Action item. Which of the lines below hold "items"? Please return each one.
↓↓↓
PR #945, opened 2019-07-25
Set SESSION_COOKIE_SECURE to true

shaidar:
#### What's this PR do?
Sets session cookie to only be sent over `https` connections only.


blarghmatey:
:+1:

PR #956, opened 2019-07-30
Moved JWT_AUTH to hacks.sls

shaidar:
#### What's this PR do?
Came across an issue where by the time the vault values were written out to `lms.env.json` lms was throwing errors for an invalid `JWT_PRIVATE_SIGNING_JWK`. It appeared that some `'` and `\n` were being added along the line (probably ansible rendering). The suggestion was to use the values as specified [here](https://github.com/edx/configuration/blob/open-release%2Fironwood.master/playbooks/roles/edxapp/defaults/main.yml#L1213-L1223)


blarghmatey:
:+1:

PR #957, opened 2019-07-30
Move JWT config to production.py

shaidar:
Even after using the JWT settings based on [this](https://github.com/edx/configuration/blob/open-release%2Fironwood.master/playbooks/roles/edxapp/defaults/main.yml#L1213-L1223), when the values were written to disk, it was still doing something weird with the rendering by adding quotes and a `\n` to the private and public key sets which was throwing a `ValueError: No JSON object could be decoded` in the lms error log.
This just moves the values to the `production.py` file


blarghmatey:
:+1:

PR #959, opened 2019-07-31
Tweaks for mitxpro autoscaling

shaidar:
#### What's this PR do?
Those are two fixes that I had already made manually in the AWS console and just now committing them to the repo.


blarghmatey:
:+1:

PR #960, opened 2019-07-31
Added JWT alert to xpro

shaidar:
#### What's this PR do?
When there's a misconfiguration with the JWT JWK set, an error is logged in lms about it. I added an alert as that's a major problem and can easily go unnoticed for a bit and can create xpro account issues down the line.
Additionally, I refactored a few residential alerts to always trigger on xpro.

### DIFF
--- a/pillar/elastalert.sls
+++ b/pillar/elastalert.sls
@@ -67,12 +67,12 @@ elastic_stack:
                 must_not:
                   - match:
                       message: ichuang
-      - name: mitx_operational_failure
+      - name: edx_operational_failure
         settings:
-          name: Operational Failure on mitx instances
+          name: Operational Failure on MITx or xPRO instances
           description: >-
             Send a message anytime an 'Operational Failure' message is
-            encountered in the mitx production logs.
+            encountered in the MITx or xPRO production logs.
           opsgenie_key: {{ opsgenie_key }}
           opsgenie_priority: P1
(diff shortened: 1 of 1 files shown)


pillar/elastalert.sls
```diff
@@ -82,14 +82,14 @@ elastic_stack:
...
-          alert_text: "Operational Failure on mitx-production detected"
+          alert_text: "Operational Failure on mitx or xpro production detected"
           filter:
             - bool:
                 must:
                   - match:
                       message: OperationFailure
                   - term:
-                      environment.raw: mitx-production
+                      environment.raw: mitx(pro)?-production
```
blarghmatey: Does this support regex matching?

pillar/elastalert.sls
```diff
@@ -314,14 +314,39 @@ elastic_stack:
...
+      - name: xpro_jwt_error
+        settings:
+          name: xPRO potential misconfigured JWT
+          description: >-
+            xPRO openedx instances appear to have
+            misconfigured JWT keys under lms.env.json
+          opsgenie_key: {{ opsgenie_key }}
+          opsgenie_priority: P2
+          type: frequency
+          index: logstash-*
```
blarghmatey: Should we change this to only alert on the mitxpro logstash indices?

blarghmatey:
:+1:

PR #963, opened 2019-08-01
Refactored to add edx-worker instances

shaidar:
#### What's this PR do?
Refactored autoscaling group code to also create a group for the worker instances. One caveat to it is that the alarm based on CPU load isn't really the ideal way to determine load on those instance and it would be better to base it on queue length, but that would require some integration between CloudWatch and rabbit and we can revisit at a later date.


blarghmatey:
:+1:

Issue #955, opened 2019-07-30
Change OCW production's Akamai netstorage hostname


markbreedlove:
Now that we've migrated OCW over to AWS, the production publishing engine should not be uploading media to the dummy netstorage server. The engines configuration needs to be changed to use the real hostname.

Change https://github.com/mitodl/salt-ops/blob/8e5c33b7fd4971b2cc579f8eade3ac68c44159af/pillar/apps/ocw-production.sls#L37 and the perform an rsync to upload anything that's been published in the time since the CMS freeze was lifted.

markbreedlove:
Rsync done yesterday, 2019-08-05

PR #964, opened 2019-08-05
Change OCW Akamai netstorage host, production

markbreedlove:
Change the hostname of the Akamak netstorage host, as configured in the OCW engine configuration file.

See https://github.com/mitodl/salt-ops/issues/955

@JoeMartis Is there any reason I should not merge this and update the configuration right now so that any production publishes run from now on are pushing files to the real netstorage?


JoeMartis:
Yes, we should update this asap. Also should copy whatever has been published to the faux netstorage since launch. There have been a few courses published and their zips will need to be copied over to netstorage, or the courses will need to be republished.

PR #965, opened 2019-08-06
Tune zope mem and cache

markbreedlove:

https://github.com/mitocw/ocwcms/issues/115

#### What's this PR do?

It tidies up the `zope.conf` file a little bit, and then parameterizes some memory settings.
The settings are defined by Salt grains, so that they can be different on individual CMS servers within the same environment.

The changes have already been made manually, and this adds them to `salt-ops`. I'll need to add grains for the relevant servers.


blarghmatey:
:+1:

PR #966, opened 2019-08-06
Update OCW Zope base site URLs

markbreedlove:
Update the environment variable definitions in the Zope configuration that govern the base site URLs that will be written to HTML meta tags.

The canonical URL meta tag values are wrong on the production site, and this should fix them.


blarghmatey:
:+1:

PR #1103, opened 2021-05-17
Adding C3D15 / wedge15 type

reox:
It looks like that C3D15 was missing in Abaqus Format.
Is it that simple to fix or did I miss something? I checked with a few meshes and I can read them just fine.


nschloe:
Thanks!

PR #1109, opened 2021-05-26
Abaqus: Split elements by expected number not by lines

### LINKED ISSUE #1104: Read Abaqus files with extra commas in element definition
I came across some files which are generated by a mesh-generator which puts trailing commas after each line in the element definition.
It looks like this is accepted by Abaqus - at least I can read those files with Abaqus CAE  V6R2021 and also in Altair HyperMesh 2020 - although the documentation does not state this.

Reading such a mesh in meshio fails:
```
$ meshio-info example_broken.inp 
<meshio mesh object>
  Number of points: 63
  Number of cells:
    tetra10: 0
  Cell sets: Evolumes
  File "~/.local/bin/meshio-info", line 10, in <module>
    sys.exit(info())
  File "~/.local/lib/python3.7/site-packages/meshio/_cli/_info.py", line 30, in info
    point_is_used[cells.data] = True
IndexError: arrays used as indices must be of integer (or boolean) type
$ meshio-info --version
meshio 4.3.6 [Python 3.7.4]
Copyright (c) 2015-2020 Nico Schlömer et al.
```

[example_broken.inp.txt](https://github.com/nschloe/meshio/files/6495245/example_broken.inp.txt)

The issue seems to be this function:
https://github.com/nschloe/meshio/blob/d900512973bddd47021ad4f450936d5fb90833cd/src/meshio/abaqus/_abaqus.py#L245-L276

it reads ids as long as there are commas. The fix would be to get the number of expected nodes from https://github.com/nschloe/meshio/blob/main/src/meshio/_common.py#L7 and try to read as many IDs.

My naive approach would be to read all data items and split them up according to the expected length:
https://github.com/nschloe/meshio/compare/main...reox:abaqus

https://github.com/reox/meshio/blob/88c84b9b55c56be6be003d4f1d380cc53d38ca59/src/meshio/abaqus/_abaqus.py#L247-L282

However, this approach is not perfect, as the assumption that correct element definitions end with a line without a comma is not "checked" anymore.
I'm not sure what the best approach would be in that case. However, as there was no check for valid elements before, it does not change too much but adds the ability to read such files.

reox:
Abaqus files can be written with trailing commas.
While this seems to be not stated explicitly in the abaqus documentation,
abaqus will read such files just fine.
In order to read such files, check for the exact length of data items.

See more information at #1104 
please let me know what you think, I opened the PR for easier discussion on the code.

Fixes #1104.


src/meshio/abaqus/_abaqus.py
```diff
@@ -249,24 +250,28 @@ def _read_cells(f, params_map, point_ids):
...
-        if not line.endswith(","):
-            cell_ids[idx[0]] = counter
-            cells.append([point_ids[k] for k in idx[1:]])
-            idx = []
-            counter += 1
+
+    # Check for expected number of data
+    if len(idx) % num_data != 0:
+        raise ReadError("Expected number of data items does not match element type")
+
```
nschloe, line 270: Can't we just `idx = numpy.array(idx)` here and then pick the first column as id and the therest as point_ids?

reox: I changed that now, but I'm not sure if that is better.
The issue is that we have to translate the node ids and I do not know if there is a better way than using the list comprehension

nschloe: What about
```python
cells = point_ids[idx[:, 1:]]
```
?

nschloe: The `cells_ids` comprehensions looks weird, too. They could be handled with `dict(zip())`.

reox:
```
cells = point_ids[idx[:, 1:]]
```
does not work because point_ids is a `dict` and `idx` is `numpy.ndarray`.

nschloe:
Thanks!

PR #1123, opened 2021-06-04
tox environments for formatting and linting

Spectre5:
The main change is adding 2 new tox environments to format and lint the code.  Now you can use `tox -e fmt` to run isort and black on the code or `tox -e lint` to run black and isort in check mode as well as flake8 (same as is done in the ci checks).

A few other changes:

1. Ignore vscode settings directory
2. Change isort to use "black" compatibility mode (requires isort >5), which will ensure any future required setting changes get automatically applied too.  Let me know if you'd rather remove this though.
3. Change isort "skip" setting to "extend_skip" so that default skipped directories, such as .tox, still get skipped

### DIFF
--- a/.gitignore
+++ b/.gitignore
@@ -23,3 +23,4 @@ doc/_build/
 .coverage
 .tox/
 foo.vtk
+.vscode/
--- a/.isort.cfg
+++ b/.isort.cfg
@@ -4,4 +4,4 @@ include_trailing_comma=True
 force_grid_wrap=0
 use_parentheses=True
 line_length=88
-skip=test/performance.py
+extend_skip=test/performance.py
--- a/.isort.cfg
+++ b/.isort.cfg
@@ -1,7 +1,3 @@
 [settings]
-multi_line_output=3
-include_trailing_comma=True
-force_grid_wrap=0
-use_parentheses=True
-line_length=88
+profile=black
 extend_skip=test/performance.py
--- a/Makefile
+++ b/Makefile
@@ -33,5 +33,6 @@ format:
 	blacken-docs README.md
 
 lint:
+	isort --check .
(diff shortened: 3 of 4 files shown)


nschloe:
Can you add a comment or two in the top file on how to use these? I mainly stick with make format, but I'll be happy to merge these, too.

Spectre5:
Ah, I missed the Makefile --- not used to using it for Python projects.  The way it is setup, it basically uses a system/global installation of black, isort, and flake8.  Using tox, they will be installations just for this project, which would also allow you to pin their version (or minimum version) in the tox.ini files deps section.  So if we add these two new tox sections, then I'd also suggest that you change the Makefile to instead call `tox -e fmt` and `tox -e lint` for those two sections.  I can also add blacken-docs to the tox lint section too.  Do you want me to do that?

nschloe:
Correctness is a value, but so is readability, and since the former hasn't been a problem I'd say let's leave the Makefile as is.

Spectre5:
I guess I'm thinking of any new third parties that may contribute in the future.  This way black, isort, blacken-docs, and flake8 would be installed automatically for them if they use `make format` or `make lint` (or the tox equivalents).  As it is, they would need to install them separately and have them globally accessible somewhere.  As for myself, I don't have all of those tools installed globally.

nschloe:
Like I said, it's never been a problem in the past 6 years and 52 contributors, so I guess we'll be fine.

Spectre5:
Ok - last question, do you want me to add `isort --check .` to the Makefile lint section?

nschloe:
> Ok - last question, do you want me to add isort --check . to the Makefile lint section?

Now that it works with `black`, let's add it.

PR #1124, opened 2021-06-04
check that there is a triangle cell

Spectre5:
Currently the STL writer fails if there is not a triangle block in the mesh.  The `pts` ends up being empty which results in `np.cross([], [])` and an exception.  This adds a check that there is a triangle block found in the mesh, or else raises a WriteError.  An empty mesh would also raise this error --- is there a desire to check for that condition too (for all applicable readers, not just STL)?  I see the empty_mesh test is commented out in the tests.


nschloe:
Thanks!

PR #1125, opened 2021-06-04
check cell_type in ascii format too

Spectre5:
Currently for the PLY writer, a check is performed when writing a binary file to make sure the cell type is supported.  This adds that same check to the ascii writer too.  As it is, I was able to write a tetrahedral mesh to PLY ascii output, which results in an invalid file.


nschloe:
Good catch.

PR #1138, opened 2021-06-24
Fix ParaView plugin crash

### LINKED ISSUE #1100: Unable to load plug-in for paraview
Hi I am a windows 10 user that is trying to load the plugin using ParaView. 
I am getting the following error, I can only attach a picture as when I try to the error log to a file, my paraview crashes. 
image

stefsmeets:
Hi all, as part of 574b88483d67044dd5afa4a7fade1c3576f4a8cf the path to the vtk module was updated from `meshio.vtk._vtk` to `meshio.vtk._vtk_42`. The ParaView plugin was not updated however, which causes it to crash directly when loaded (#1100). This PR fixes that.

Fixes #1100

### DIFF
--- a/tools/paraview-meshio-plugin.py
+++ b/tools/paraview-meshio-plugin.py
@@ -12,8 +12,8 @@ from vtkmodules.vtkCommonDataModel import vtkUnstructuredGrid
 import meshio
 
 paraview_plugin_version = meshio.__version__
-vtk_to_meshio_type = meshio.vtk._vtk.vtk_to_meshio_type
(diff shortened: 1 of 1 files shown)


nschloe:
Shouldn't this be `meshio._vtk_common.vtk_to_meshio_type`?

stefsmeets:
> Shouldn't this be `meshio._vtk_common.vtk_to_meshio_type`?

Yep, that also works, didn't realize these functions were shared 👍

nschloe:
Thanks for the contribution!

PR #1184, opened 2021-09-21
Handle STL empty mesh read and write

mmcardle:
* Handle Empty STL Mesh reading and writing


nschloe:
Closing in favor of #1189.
↑↑↑
Response below.
My naive approach would be to read all data items and split them up according to the expected length:
In order to read such files, check for the exact length of data items.
+        raise ReadError("Expected number of data items does not match element type")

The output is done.